To set a connection:

  1. On the Organization profile page, go to the Settings tab > Connection manager section.

  2. Click the Add connection button.

  3. In the Add an organization-level connection window, select Databricks Delta Lake.

  4. In the Add a new Databricks Delta Lake connection window, set the following:

    databricks.png
    • Host/IP: The URL of the source system.

    • Port (optional): Use if you connect through a special port.

    • HTTP Path: Specify the HTTP path for your Databricks Delta Lake connection, which can be obtained from the Databricks admin console.

    • Database (optional): You can specify the database here or you can choose it when you use the connection in a dataset while setting up data extraction or data virtualization.

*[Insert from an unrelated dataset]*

PR #8536, opened 2022-03-24
[1.18.2] Make GameData methods caller sensitive and add better frozen registry error messages

Matyrobbrt:
This PR makes a few public methods in `GameData` caller sensitive, in order to prevent modders calling them. The frozen registry crash is also improved by logging a message which provides modders basic information on how to register objects properly, and tell players the cause of the crash, with the mod to blame.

    • Connection username: The username for connecting to the source system. The user of the connection should have, at a minimum, view permissions for the data you aim to extract or virtualize.

    • Personal access token: Access token for the user.

  5. Click the Test Databricks Delta Lake configuration button to test your configuration. It is essential to test your connections to ensure the application can successfully connect to the source system.

  6. Click Configure to save your configuration.

  7. The saved configuration is added to the list of Organization-level connections. From here, you have the option to edit or delete a connection. Although you will see a Create task option for a connection, it is not applicable for data virtualization and data extraction and should be disregarded. This Create task option was originally intended for metadata collection, but this feature has since been deprecated and should not be used. To configure metadata collection, use the Metadata collectors configuration available in the product.

    connection_options.png

Configuring advanced SSH Tunnel connection options

For enhanced security, the application supports configuring an SSH tunnel as part of your connection setup. This method provides a secure link between your database server and data.world, utilizing an SSH-secured pathway.

Editing connections

To edit a connection:

  1. Locate the connection you want to edit.

  2. Click the Three dot menu and select Edit connection.

  3. In the Edit connection window, make the desired changes. Note that when you are editing a connection, you are required to provide the sensitive information for the connection again, for example, Connection password.

  4. After modifying the connection details, click the Test configuration button to recheck the set up and ensure it is functioning as expected.

Deleting connections

Deleting a connection causes all dependent resources, including virtualized connections and queries, to lose access to their data source. While the resources persist, they cannot access or retrieve data without a functioning connection.

For example, If you delete the connection, the following error message will appear for the Insight:

virtualized-data-insight.png

To delete a connection:

  1. Locate the connection you want to delete.

  2. Click the Three dot menu and select Delete connection.

  3. Confirm the deletion. Once deleted the connection cannot be restored. You have to set a new connection again.